Egypt, the uneasy neighbour

Geography is not always a blessing. At times, it becomes a heavy historical burden. What Sudanese people are increasingly facing in Egypt, repeated humiliation and mistreatment, can no longer be dismissed as isolated incidents. At border crossings, Sudanese travellers are detained for hours without clear reason, their dignity examined before their documents. On the streets, racist jokes are made openly. In housing and workplaces, vulnerability as refugees is exploited through inflated rents, reduced wages and constant threats tied to legal status. When abuse occurs, the response is often reduced to a familiar phrase, “an individual act”.

Reducing these experiences to individual behaviour is an evasion of reality. What is unfolding reflects a deeper political and psychological structure. The late Sudanese thinker Mansour Khalid once described the relationship with Egypt as being shaped by a mindset of historical superiority rather than one of equal partnership, a dynamic that has harmed Sudan more than it has helped.

This sense of imagined superiority was not merely a popular attitude, but a state policy, an old guardianship mentality reproduced through modern tools. Egyptian geographer and thinker Gamal Hamdan acknowledged this tendency, arguing that Egypt’s centralised nature drives it to politically absorb surrounding spaces when neighbouring states weaken. Sudan’s fragility, therefore, is not viewed as a humanitarian tragedy, but as a political opportunity.

Responsibility, however, does not lie with Cairo alone. It begins within Sudan itself, with a military and political elite that has tied its survival in power to external approval. This elite no longer treats Egypt as a neighbour to engage on equal terms, but as an external guarantor of continued rule. Sovereignty becomes a transaction, political protection in exchange for practical dependency.

This submission is not because Egypt is stronger, but because the ruling elite seeks power without accountability. When staying in office becomes the overriding goal, national dignity is sold in pieces, through silence in the face of humiliation, through surrendering decision making, and through justifying dependence under the banners of security and stability. As Sudanese scholar Abdallah Ali Ibrahim once warned, a state that does not respect itself teaches others not to respect it.

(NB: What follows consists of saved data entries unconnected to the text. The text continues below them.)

PR #7058, opened 2025-12-17
feat(core): allow reusing raw query fragments

Ruby184:
### The Problem
Currently, raw fragments used as keys in object queries are not reusable because they must be cached using a generated string key and cleared after the query is executed. This causes issues when cloning and reusing the same fragment multiple times.

Related discussion: #6052

### The Solution
Use symbols instead of strings to maintain a weak reference to the fragment. When a `RawQueryFragment` is used as a key in an object query, a unique symbol is created for each usage to serve as the reference. This allows us to store the fragment using a weak reference via:

```ts
static #rawQueryReferences = new WeakMap<symbol, RawQueryFragment>();
```

This way, when the symbol is no longer referenced (i.e., no object uses it as a key), the associated `RawQueryFragment` can be automatically garbage collected.

### Downside of the Solution
There is a minor issue with the ordering of keys in an object when combining string and symbol keys (e.g., raw fragments). According to [MDN](https://developer.mozilla.org/en-US/docs/Web/JavaScript/Reference/Global_Objects/Reflect/ownKeys#return_value), when retrieving keys via `Reflect.ownKeys()`, the order is:

1. Non-negative integer indices in ascending order (as strings)
2. Other string keys in the order of property creation
3. Symbol keys in the order of property creation

This causes an issue when using `orderBy` with a mix of raw fragments (symbols) and standard string properties. For example:

```ts
await orm.em.findByCursor(Tag, {}, {
  populate: ['job'],
  first: 3,
  orderBy: {
    [raw(alias => `${alias}.created`)]: 'desc',
    job: {
      [raw(alias => `${alias}.DateCompleted`)]: 'desc',
    },
  },
});
```

The expected order is: `t0.created desc, j1.DateCompleted desc`.  
However, due to the symbol key created by the raw fragment, the actual order becomes: `j1.DateCompleted desc, t0.created desc`.

Since ordering is critical in this context, we need to disallow combining raw fragments and string keys in a single `orderBy` object. Instead, we require the use of an array of order definitions. This is a breaking change.

Under the new rule, the example above would throw an error. The correct usage would be:

```ts
await orm.em.findByCursor(Tag, {}, {
  populate: ['job'],
  first: 3,
  orderBy: [
    { [raw(alias => `${alias}.created`)]: 'desc' },
    { job: { [raw(alias => `${alias}.DateCompleted`)]: 'desc' } },
  ],
});
```

### Open Questions
- In some places, the function `isRaw(val)` is used instead of checking `val instanceof RawQueryFragment`. I assume this was originally intended to also detect `knex.Raw`, not just `RawQueryFragment`. Since we no longer allow using knex queries directly, can we replace these conditions and remove this function, preferring a direct `RawQueryFragment` check?
- Can we make the `raw` function strictly typed (it currently uses `any`) for usage as an object query key? For example, by using a return type like `RawQueryFragment & RawQueryFragmentSymbol` and adding `RawQueryFragmentSymbol` to `ObjectQuery`.

### TODOs
- [ ] Add more tests for raw fragments
- [ ] Add a replacement for `expect(RawQueryFragment.checkCacheSize()).toBe(0);` using `jest-leak-detector`
- [ ] Handle `compareValues` with `RawQueryFragment` in `EntityComparator`
- [x] Move or add a check for combined `orderBy` objects in `QueryBuilder`

### DIFF
--- a/docs/docs/upgrading-v6-to-v7.md
+++ b/docs/docs/upgrading-v6-to-v7.md
@@ -100,6 +100,15 @@ Use `qb.execute()` or `qb.getResult()` instead of awaiting it directly.
 
 This strategy should provide a good compromise between query and hydration performance. It uses joins for to-one relations, while issuing separate queries for to-many relations.
 
+## Mixed `orderBy` with string and raw keys no longer allowed
+
+The implementation of raw SQL fragments changed, they are now represented by a symbol instance rather than a string. This means the previous limitations around reusing of raw fragments are no longer valid. On the other hand, this means mixing of raw and regular string keys is no longer allowed, because there is no way for the ORM to preserve the order of object keys.
+
+```diff
+-em.findAll(User, { orderBy: { email: 'asc', [raw('...')]: 'asc' } });
++em.findAll(User, { orderBy: [{ email: 'asc' }, { [raw('...')]: 'asc' }] });
+```
+
 ## `@CreateRequestContext` requires async function
 
 The decorator converts the function to be async, now it will trigger a validation error if the function it is applied to is not async, since it could result in an ignored promise.
--- a/packages/core/src/utils/QueryHelper.ts
+++ b/packages/core/src/utils/QueryHelper.ts
@@ -226,7 +226,6 @@ export class QueryHelper {
         return this.processJsonCondition<T>(o as FilterQuery<T>, value as EntityValue<T>, [prop.fieldNames[0]] as EntityKey<T>[], platform, aliased);
       }
 
-      // TODO: add test case for customExpression condition
       if (Array.isArray(value) && !Utils.isOperator(key) && !QueryHelper.isSupportedOperator(key as string) && !(customExpression && Raw.getKnownFragment(key)!.params.length > 0) && options.type !== 'orderBy') {
         // comparing single composite key - use $eq instead of $in
         const op = composite && !value.every(v => Array.isArray(v)) ? '$eq' : '$in';
--- a/packages/core/src/utils/RawQueryFragment.ts
+++ b/packages/core/src/utils/RawQueryFragment.ts
@@ -11,12 +11,18 @@ export class RawQueryFragment {
 
   // holds a weak reference to fragments used as object keys
   static #rawQueryReferences = new WeakMap<RawQueryFragmentSymbol, RawQueryFragment>();
-  static #index = 0n;
 
-  readonly #description: string;
+  #key?: RawQueryFragmentSymbol;
 
-  constructor(readonly sql: string, readonly params: unknown[] = []) {
-    this.#description = `[raw]: ${this.sql} (#${RawQueryFragment.#index++})`;
+  constructor(readonly sql: string, readonly params: unknown[] = []) {}
+
+  get key(): RawQueryFragmentSymbol {
+    if (!this.#key) {
+      this.#key = Symbol(this.toJSON()) as RawQueryFragmentSymbol;
+      RawQueryFragment.#rawQueryReferences.set(this.#key, this);
+    }
+
+    return this.#key;
   }
 
   as(alias: string): RawQueryFragment {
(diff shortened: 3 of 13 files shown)


B4nan:
> using jest-leak-detector

Do you think we actually need this? Not sure if there is some vitest alternative, but I wouldn't care about this personally.

>  Add more tests for raw fragments

Technically, all object embeddables are JSON properties, so we have quite a lot of tests.

> In some places, the function isRaw(val) is used instead of checking val instanceof RawQueryFragment. I assume this was originally intended to also detect knex.Raw, not just RawQueryFragment. Since we no longer allow using knex queries directly, can we replace these conditions and remove this function, preferring a direct RawQueryFragment check?

I'd do the opposite, `instanceof` checks are pretty slow in JS, this is sort of a perf optimization, also it prevents weird behaviour in case multiple core packages are present (often the case in monorepos).

> Can we make the raw function strictly typed (it currently uses any) for usage as an object query key? For example, by using a return type like RawQueryFragment & RawQueryFragmentSymbol and adding RawQueryFragmentSymbol to ObjectQuery.

I don't think it's a good idea to pollute the types with `RawQueryFragmentSymbol`. Definitely not something that should be done as part of this PR. Also, I'd argue this is not better than the `any` type. You can use `raw` fragment pretty much everywhere. But feel free to do some PoC and open a draft PR, maybe I am missing something.

B4nan:
> instanceof checks are pretty slow in JS

Maybe this is no longer true, it's been quite some time I measured this. I am trying it now, and it is actually faster to go with `instanceof`, at least in a simple benchmark. In that case, I'd go for using the instanceof check inside `isRaw`, or getting rid of it completely.

Ruby184:
> Do you think we actually need this? Not sure if there is some vitest alternative, but I wouldn't care about this personally.

Essentially, it is not dependent on Jest and can be used with Vitest without any issues. It uses FinalizationRegistry to track object finalization and includes a small hack to expose and trigger gc; that’s all. I’d like to add a test so we can verify that this works correctly when reusing fragments.

> Technically, all object embeddables are JSON properties, so we have quite a lot of tests.

I’ll just try to cover some edge cases to address the missing coverage.

> I'd do the opposite, instanceof checks are pretty slow in JS, this is sort of a perf optimization, also it prevents weird behaviour in case multiple core packages are present (often the case in monorepos). Maybe this is no longer true, it's been quite some time I measured this. I am trying it now, and it is actually faster to go with instanceof, at least in a simple benchmark. In that case, I'd go for using the instanceof check inside isRaw, or getting rid of it completely.

I suppose V8 has optimized this since then, but it could still be slow in cases where we’re checking classes with a long prototype chain. I think we could use [Symbol.hasInstance](https://developer.mozilla.org/en-US/docs/Web/JavaScript/Reference/Operators/instanceof#instanceof_and_symbol.hasinstance)
 with a symbol from the global symbol registry to prevent weird behavior in scenarios where multiple core packages are present.
 
> I don't think it's a good idea to pollute the types with RawQueryFragmentSymbol. Definitely not something that should be done as part of this PR. Also, I'd argue this is not better than the any type. You can use raw fragment pretty much everywhere. But feel free to do some PoC and open a draft PR, maybe I am missing something.

I looked that up, and yes, you might be right. It would be great if TypeScript supported this out of the box - specifically, if a class implementing Symbol.toPrimitive allowed the compiler to infer that its instances can be used as object keys - but this is a long-standing open issue: https://github.com/microsoft/TypeScript/issues/4538. For now, intersecting with `RawQueryFragmentSymbol` should work, but I still need to verify that it behaves as expected. Let’s do this in a separate PR.

B4nan:
Looks like in the realworld case it's still faster without instanceof checks, even in this simple case with no prototype chain, I see a small degradation when applied to the actual codebase.

packages/core/src/utils/EntityComparator.ts
```diff
@@ -729,7 +729,14 @@ export class EntityComparator {
...
         const idx = this.tmpIndex++;
-        context.set(`compareValues_${idx}`, (a: unknown, b: unknown) => prop.customType!.compareValues!(a, b));
+        context.set(`compareValues_${idx}`, (a: unknown, b: unknown) => {
+          if (RawQueryFragment.isKnownFragment(a) || RawQueryFragment.isKnownFragment(b)) {
+            // TODO: improve comparison of raw query fragments
+            return a === b;
+          }
+
+          return prop.customType!.compareValues!(a, b);
+        });
```
B4nan, line 738: why is this needed?

B4nan: ok, now i see. i guess we can live with this. i've removed the todo and used `Raw.getKnownFragment(a) === Raw.getKnownFragment(b)` instead to ensure we compare fragments and not fragment with symbol. otherwise, i think we should compare for identity here. i've removed the clone method as well, since i dont see why we would need it now.

B4nan: i've also reworked how the symbols are created, so instead of creating new symbol every time `toPrimitive` is invoked, its created lazily and cached, so there is always just one symbol for the fragment. this combined with the removal of the clone method should make it play nice with the comparison for identity.

i'll go ahead and merge this, we can polish the rest later, but i want to have this as part of the first RC (which i might just ship later this evening)

Ruby184: > i've also reworked how the symbols are created, so instead of creating new symbol every time `toPrimitive` is invoked, its created lazily and cached, so there is always just one symbol for the fragment. this combined with the removal of the clone method should make it play nice with the comparison for identity.
> 
> i'll go ahead and merge this, we can polish the rest later, but i want to have this as part of the first RC (which i might just ship later this evening)

I’m not sure this is correct - because by self-referencing the symbol on the Raw instance, you’re effectively preventing garbage collection. The symbol is referenced by the fragment, so it stays alive as long as the fragment does. I think this could lead to a memory leak, but I might be wrong - happy to be proven wrong. Maybe will create another PR with the tests for that.

B4nan: I don't think such a simple cycle should be a problem for GC, at least not in node, but I might be wrong as well :] If both the symbol and the fragment instance get unreachable, they should be GCed.

PR #7081, opened 2026-01-11
fix(core): respect orphanRemoval on 1:1 relations when inverse side is a PK

NikitaHerndlhofer:
# fix(core): prevent PK corruption when assigning null to 1:1 relation with orphanRemoval

## Problem

When using `em.assign()` to set a OneToOne relation to `null` inside a transaction, MikroORM throws a validation error instead of deleting the related entity via orphan removal:

```
ValidationError: Value for AttorneyAddress.attorneyProfile is required, 'null' found
```

This occurs when:

- The relation has `orphanRemoval: true`
- The inverse side's property is also the **primary key** (e.g., `primary: true` on the FK)
- The assignment happens inside `em.transactional()`

### Reproduction

```typescript
@Entity()
class AttorneyProfile {
  @PrimaryKey()
  id!: number;

  @OneToOne("AttorneyAddress", {
    mappedBy: "attorneyProfile",
    nullable: true,
    orphanRemoval: true, // Key: should remove address when set to null
  })
  address: Ref<AttorneyAddress> | null = null;
}

@Entity()
class AttorneyAddress {
  @OneToOne(() => AttorneyProfile, {
    inversedBy: "address",
    primary: true, // FK is also the PK
  })
  attorneyProfile!: Ref<AttorneyProfile>;

  [PrimaryKeyProp]?: "attorneyProfile";
}

// Fails inside transaction
await em.transactional(async (txEm) => {
  const profile = await txEm.findOne(AttorneyProfile, id, {
    populate: ["address"],
  });
  txEm.assign(profile!, { address: null });
  await txEm.flush(); // ValidationError thrown here
});
```

## Root Cause

In `EntityHelper.propagateOneToOne()`, when propagating a `null` value to the inverse side, the code was unconditionally setting the inverse property to `null`:

```typescript
if (value == null) {
  entity[prop2.name] = value; // Corrupts entity if prop2 is the PK!
}
```

When the inverse property is a primary key, this corrupts the entity's identity. During flush inside a transaction, the changeset computation encounters this entity with a `null` PK before orphan removal is processed, treating it as a new entity requiring INSERT - which fails validation.

## Solution

Add `!prop2.primary` guards before setting the inverse side to `null`:

```typescript
if (value == null && !prop2.primary) {
  entity[prop2.name] = value;
}
```

The entity will be properly deleted via orphan removal regardless - we just shouldn't corrupt its PK in the meantime.

## Why Only Inside Transactions?

The bug is timing-dependent. Inside transactions, the forked EntityManager's flush processes changesets before orphan removal is fully resolved, exposing the corrupted entity. Outside transactions, the ordering/discovery path differs enough to avoid this race condition.

## Changes

- `packages/core/src/entity/EntityHelper.ts`: Add `!prop2.primary` checks in `propagateOneToOne()` to prevent setting primary key properties to null
- `tests/issues/GH-assign-null-orphan-removal.test.ts`: Add test cases covering the bug scenario

### DIFF
--- a/.github/workflows/release.yml
+++ b/.github/workflows/release.yml
@@ -13,11 +13,25 @@ on:
         description: Custom version (only when version=custom)
         required: false
         type: string
+      dist-tag:
+        description: NPM dist-tag (prod or next)
+        required: false
+        type: string
+        default: 'prod'
+      ref:
+        description: Git ref to publish (branch, tag, or commit SHA)
+        type: string
+        default: '6.x'
 
-  workflow_run:
-    workflows: [ 'tests' ]
-    types: [ completed ]
-    branches: [ master ]
+  workflow_call:
+    inputs:
+      ref:
+        description: Git ref to publish (branch, tag, or commit SHA)
+        required: true
+        type: string
+      dist-tag:
+        description: NPM dist-tag (prod or next)
+        type: string
 
 permissions:
   contents: write
@@ -32,7 +46,7 @@ env:
 
 jobs:
   manual-release:
-    if: github.event_name == 'workflow_dispatch'
+    if: github.event_name == 'workflow_dispatch' && inputs.dist-tag == 'prod'
     name: Release ${{ inputs.custom_version || inputs.version }}
     runs-on: ubuntu-latest
 
@@ -40,6 +54,7 @@ jobs:
       - uses: actions/checkout@v6
         with:
           fetch-depth: 0
+          ref: ${{ inputs.ref }}
           token: ${{ secrets.GH_TOKEN }}
 
       - uses: actions/setup-node@v6
@@ -81,7 +96,7 @@ jobs:
         run: yarn publish:prod --yes
 
   canary-release:
-    if: github.event_name == 'workflow_run' && github.event.workflow_run.conclusion == 'success'
+    if: inputs.dist-tag == 'next'
     name: Release canary
     runs-on: ubuntu-latest
 
@@ -89,6 +104,7 @@ jobs:
       - uses: actions/checkout@v6
         with:
           fetch-depth: 0
+          ref: ${{ inputs.ref }}
 
       - uses: actions/setup-node@v6
         with:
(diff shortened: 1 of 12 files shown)


tests/issues/GH7080.test.ts
```diff
@@ -0,0 +1,123 @@
...
+@Entity()
+class A {
+
+  @PrimaryKey()
+  id!: number;
+
+  @Property({ nullable: true })
+  name: string | null = null;
+
+  @OneToOne('B', {
```
B4nan:
```suggestion
  @OneToOne(() => B, {
```

packages/core/src/entity/EntityHelper.ts
```diff
@@ -270,11 +270,17 @@ export class EntityHelper {
...
+    }
+
+    // Skip setting the inverse side to null if it's a primary key - the entity will be removed via orphan removal
+    // Setting a primary key to null would corrupt the entity and cause validation errors
     if (value == null) {
       entity[prop2.name] = value as EntityValue<T>;
     } else if (prop2.mapToPk) {
       entity[prop2.name] = helper(owner).getPrimaryKey() as EntityValue<T>;
-    } else {
+    } else if (value != null) {
```
B4nan:
```suggestion
    } else {
```

packages/core/src/entity/EntityHelper.ts
```diff
@@ -270,6 +270,12 @@ export class EntityHelper {
       }
     }
 
+    if (value == null && prop.orphanRemoval && prop2.primary) {
+      return;
+    }
+
+    // Skip setting the inverse side to null if it's a primary key - the entity will be removed via orphan removal
+    // Setting a primary key to null would corrupt the entity and cause validation errors
```
B4nan:
```suggestion
    // Skip setting the inverse side to null if it's a primary key - the entity will be removed via orphan removal
    // Setting a primary key to null would corrupt the entity and cause validation errors
    if (value == null && prop.orphanRemoval && prop2.primary) {
      return;
    }

```

NikitaHerndlhofer:
Thanks @B4nan!
Lightning fast response, awesome support

That's why love OSS!

NHerndlhofer:
@B4nan Hey, when can I expect this to get released?

PR #7091, opened 2026-01-16
fix(core): normalize populate option in Collection.matching() for M:N relations

lamkashingpaul:
## Problem

When using `Collection.matching()` with a `populate` option on many-to-many relations that use pivot tables, nested relations are not properly populated. The populate option is passed as a raw `string[]` to `loadFromPivotTable()` instead of being normalized into `PopulateOptions[]` format.

### Failing Test Case

The first commit adds a test that demonstrates the issue. Without the fix, the test fails with:
```
tests/features/collection/matching-with-populate.test.ts
  × populate many-to-many relations with matching (20 ms)

  ● populate many-to-many relations with matching

    TypeError: Cannot read properties of undefined (reading 'split')

      1077 |     }
      1078 |
    > 1079 |     const relationsToPopulate = populate.map(({ field }) => field.split(':')[0]);
           |                                                                   ^
      1080 |     const toPopulate: PopulateOptions<T>[] = meta.relations
      1081 |       .filter(prop => prop.kind === ReferenceKind.ONE_TO_ONE && !prop.owner && !prop.lazy && !relationsToPopulate.includes(prop.name))
      1082 |       .filter(prop => fields.length === 0 || fields.some(f => prop.name === f || prop.name.startsWith(`${String(f)}.`)))

      at packages/knex/src/AbstractSqlDriver.ts:1079:67
          at Array.map (<anonymous>)
      at SqliteDriver.autoJoinOneToOneOwner (packages/knex/src/AbstractSqlDriver.ts:1079:42)
      at SqliteDriver.loadFromPivotTable (packages/knex/src/AbstractSqlDriver.ts:1011:27)
      at Collection.matching (packages/core/src/entity/Collection.ts:127:40)
      at Object.<anonymous> (tests/features/collection/matching-with-populate.test.ts:87:17)
```

### What I Found
`Collection.matching()` passes the populate option directly to `loadFromPivotTable()`, which expects `PopulateOptions[]` objects but receives `string[]`. Everywhere else in the codebase (like `EntityManager.find()`, there's a call to `preparePopulate()` that normalizes strings into proper objects. That normalization step is missing here.

### My Workaround
I added `em.preparePopulate()` before calling `loadFromPivotTable()`, but had to make it public (was private).

### Concerns
While I don't think exposing `preparePopulate()` as a public API is a good idea, I'm submitting this PR to show the exact problem with a failing test and provide a working starting point. Happy to revise based on your feedback!

### DIFF
--- a/tests/features/collection/matching-with-populate.test.ts
+++ b/tests/features/collection/matching-with-populate.test.ts
@@ -1,11 +1,4 @@
-import {
-  Collection,
-  Entity,
-  ManyToMany,
-  MikroORM,
-  PrimaryKey,
-  Property,
-} from '@mikro-orm/sqlite';
+import { Collection, Entity, ManyToMany, MikroORM, PrimaryKey, Property } from '@mikro-orm/sqlite';
 
 @Entity()
 class Author {
@@ -45,8 +38,6 @@ beforeAll(async () => {
   orm = await MikroORM.init({
     dbName: ':memory:',
     entities: [Author, Book],
-    debug: ['query', 'query-params'],
-    allowGlobalContext: true, // only for testing
   });
   await orm.schema.refreshDatabase();
 
@@ -92,5 +83,4 @@ test('populate many-to-many relations with matching', async () => {
   expect(books).toHaveLength(1);
   expect(books[0].title).toBe('Book 1');
   expect(books[0].authors).toHaveLength(2);
-
 });
--- a/packages/core/src/EntityManager.ts
+++ b/packages/core/src/EntityManager.ts
@@ -2137,6 +2137,7 @@ export class EntityManager<Driver extends IDatabaseDriver = IDatabaseDriver> {
     }, [] as string[]);
   }
 
+  /** @internal */
   async preparePopulate<Entity extends object>(entityName: string, options: Pick<FindOptions<Entity, any, any>, 'populate' | 'strategy' | 'fields' | 'flags' | 'filters'>, validate = true): Promise<PopulateOptions<Entity>[]> {
     if (options.populate === false) {
       return [];


tests/features/collection/matching-with-populate.test.ts
```diff
@@ -0,0 +1,86 @@
...
+afterAll(async () => {
+  await orm.close(true);
+});
+
+test('populate many-to-many relations with matching', async () => {
+  const author1 = await orm.em.findOneOrFail(Author, 1);
+  const books = await author1.books.matching({
+    where: { title: 'Book 1' },
+    populate: ['authors'],
+  });
```
B4nan, line 81: this behaves differently in v7, and i wonder what are you expecting here. `matching` wont update the collection state, it will only give you back the items based on the filter. but you want to populate a circular relation back to the owning entity. thats rather incompatible with `matching`, since you are trying to put the entities in two states at once (`author1.books` shouldnt be initialized this way, but you populate back the author, which means it should). 

i cant say i like the v6 behaviour, since it alters the state of `author1.books` into an inconsistent way (not initialized but has items).

edit: hmm, the populate option doesnt work in v7 for this case at all

B4nan: oh ok this is about the change of default loading strategy, it works the same with joined strategy, but with the balanced one it doesnt. will try to unify this

B4nan: ok, it was about a missing `em.populate` call in the `matching` method: d9b996fff09010c88e54b6e6748e2d98eae9f113

so v7 behaves the same

lamkashingpaul: @B4nan Thanks for keeping the consistency.

To clarify my understanding: I treat `matching()` as a query shortcut. I want filtered related entities with their relations populated, without affecting collection states. I work directly with the returned entities, not by traversing collections.

I've added detailed comments in the test showing my expectations:
- Collections remain uninitialized unless explicitly requested `find()`
- This prevents circular reference issues during serialization
- I acknowledge the inconsistent state (uninitialized but with items) exists, but I don't rely on accessing items from uninitialized collections

Now that v6 and v7 behave consistently, does this approach align with your intended design, or would you prefer different behavior for matching with circular populates?

```typescript
import { Collection, Entity, ManyToMany, MikroORM, PrimaryKey, Property, wrap } from '@mikro-orm/sqlite';
@Entity()
class Author {

  @PrimaryKey()
  id!: number;

  @Property()
  name!: string;

  @ManyToMany(() => Book, book => book.authors)

}

@Entity()
class Book {

  @PrimaryKey()
  id!: number;

  @Property()
  title!: string;

  @ManyToMany({
    entity: () => Author,
    inversedBy: 'books',
    pivotTable: 'book2author',
  })
  authors = new Collection<Author>(this);

}

let orm: MikroORM;

beforeAll(async () => {
  orm = await MikroORM.init({
    dbName: ':memory:',
    entities: [Author, Book],
  });

  const author1 = orm.em.create(Author, {
    id: 1,
    name: 'Author 1',
  });
  const author2 = orm.em.create(Author, {
    id: 2,
    name: 'Author 2',
  });
  const book1 = orm.em.create(Book, {
    id: 1,
    title: 'Book 1',
  });
  const book2 = orm.em.create(Book, {
    id: 2,
    title: 'Book 2',
  });

  author1.books.add(book1, book2);
  author2.books.add(book1, book2);

  await orm.em.flush();
  orm.em.clear();
});

beforeEach(() => {
  orm.em.clear();
});

afterAll(async () => {
  await orm.close(true);
});

test('populate many-to-many relations with matching', async () => {
  const author1 = await orm.em.findOneOrFail(Author, 1);
  const books = await author1.books.matching({
    where: { title: 'Book 1' },
    populate: ['authors'],
  });

  expect(books).toHaveLength(1);
  expect(books[0].title).toBe('Book 1');
  expect(books[0].authors).toHaveLength(2);

  const book1 = books[0];
  const author1FromBook = book1.authors[0];
  expect(author1FromBook.name).toBe('Author 1');

  /**
   * While I have defined a bidirectional many-to-many relationship between Author and Book,
   * I usually work as if it's unidirectional from my starting point (Author → Book → Author).
   *
   * Therefore, when I call matching() on author.books and populate authors inside the resulting books,
   * I don't expect the authors' books collection to be initialized or populated as well,
   * unless I explicitly pass ['authors.books'] to the populate array.
   */
  expect(author1FromBook.books.isInitialized()).toBe(false);

  /**
   * Similarly, I don't expect the original author's books collection to be initialized
   */
  expect(author1.books.isInitialized()).toBe(false);

  /**
   * Even though items exist inside these collections, I never access them like below,
   * since I know I never called author1.books.init() or similar.
   * I expect them to be uninitialized and therefore not safe to access directly.
   *
   * I am not sure if this is due to the many-to-many relationship implementation details,
   * but I acknowledge this is an inconsistent state (uninitialized but with items).
   * I simply don't rely on this behavior in my code.
   */
  expect(author1FromBook.books[0]).toBeDefined();
  expect(author1.books[0]).toBeDefined();

  /**
   * I enjoy the current behavior because I treat matching() as a
   * shortcut to get related entities with filtering and population,
   * without affecting collection states (neither the original author's books
   * nor the authors' books collections inside the resulting books).
   *
   * I work directly with individual entities rather than collections,
   * so I don't mind that those collections remain uninitialized.
   * If I need to work with those collections, I initialize them explicitly.
   */
  const booksWithFind = await orm.em.find(
    Book,
    {
      title: 'Book 1',
      authors: [author1],
    },
    { populate: ['authors'] },
  );
  /**
   * This shows that regular find() queries exhibit the same behavior:
   * populated relations don't have their inverse collections initialized.
   */
  expect(booksWithFind[0].authors[0].books.isInitialized()).toBe(false);

  /**
   * Again, items exist in the uninitialized collection (same inconsistent state),
   * but I don't rely on this. I treat uninitialized collections as off-limits
   * until explicitly initialized.
   */
  expect(booksWithFind[0].authors[0].books[0]).toBeDefined();
  books[0].authors[0].name = 'Changed Author 1';
  await orm.em.flush();

  const refreshedAuthor1 = await orm.em.findOneOrFail(Author, 1);
  expect(refreshedAuthor1.name).toBe('Changed Author 1');

  /**
   * The key benefit: uninitialized collections prevent serialization issues
   * from circular references. This is why I find the current behavior useful.
   */
  expect(wrap(booksWithFind[0]).toObject()).toEqual({
    id: 1,
    title: 'Book 1',
    authors: [
      {
        id: 1,
        name: 'Changed Author 1',
        // books is uninitialized, there is no circular reference here
      },
      {
        id: 2,
        name: 'Author 2',
      },
    ],
  });

  expect(wrap(booksWithFind[0]).toObject()).toEqual(wrap(books[0]).toObject());
});
```

B4nan: It's tricky, I don't see any correct solution (outside of forking, making a properly isolated state), so I'll leave things the way they are. The assertions you provided are passing in both v6 and v7, so at least it behaves the way you expect :]

PR #7128, opened 2026-01-28
perf(core): optimize `AutoPath` and `Loaded` type instantiation costs

B4nan:
Introduce `CollectionShape<T>` and `LoadedCollectionShape<T>` helper types for matching Collection without triggering full interface evaluation. This avoids forcing TypeScript to evaluate Collection's 30+ methods.

The generic parameter allows both matching (`T extends CollectionShape`) and inference (`T extends CollectionShape<infer U>`).

Before → After (type instantiations):

- AutoPath simple property: 133,933 → 1,747 (99% reduction)
- AutoPath with Collection: 134,050 → 1,842 (99% reduction)
- Loaded with Collection: 133,458 → 947 (99% reduction)
- Loaded no populate: 659 → 597 (9% reduction)

Also adds `yarn bench:types` script and CI job to run type performance benchmarks on PRs.

### DIFF
--- a/.github/workflows/tests.yml
+++ b/.github/workflows/tests.yml
@@ -224,6 +224,38 @@ jobs:
       - name: Test
         run: yarn bench
 
+  bench-types:
+    name: Type Benchmarks
+    if: ${{ !contains(github.event.head_commit.message, '[skip ci]') }}
+    runs-on: ubuntu-latest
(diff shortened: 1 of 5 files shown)


B4nan:
@xcfox another _huge_ perf win here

Measured through interests rather than sentiment, Egyptian interventions in Sudan have often had damaging effects on stability and development. They were rarely neutral or driven by fraternity. Egyptian journalist and thinker Mohamed Hassanein Heikal summed it up by noting that Egypt has historically viewed Sudan as a subordinate strategic space rather than a fully sovereign state.

This perspective has translated into practice, support for specific regimes, obstruction of genuine development paths, and a preference for fragile surface stability over a strong Sudan capable of independent decision making. Sudanese intellectual Haidar Ibrahim Ali described this dynamic as a form of soft domination, exercised in the name of brotherhood rather than force.

Politics cannot be separated from economics. Sudan’s collapse has opened vast grey markets, smuggling routes, brokers and supply chains where the origin of goods is erased. Arabic gum, one of Sudan’s most important global commodities, has been particularly affected. With war disrupting oversight, smuggling networks flourish and products are re exported under documents reflecting transit points rather than true origin.

This extends beyond Arabic gum to other Sudanese staples such as sesame, hibiscus and groundnuts, commodities not originally produced in Egypt or not central to its agriculture. In the absence of a strong state protecting value chains, Sudanese resources are bought cheaply, channelled through regional routes and sold at higher prices, while farmers lose fair value, recognition and bargaining power. The main beneficiaries are intermediaries, not producers or the weakened state.

Fairness, however, demands balance. Some Sudanese refugees may engage in misconduct, as occurs within any displaced population under extreme pressure. But turning isolated cases into collective blame or justification for hate speech is a serious moral failure. As Algerian thinker Malek Bennabi observed, individual deviation does not create a civilisational crisis, but exploiting it to fuel hatred does.

What is happening today goes beyond legitimate criticism into the normalisation of humiliation and the silent acceptance of public hostility. The phrase “Egypt, if only it were not the neighbour” is not a call for rupture, but a cry of disappointment. Disappointment in an unequal relationship and in a neighbour that saw state weakness as opportunity rather than tragedy.

The outcome is clear, a Sudanese citizen humiliated abroad because those in power accepted humiliation at home. Dignity cannot be begged for, and sovereignty cannot be preserved through submission. Any ruler who ties his authority to external approval inevitably signs away the dignity of his people, at home and abroad, regardless of who that neighbour may be.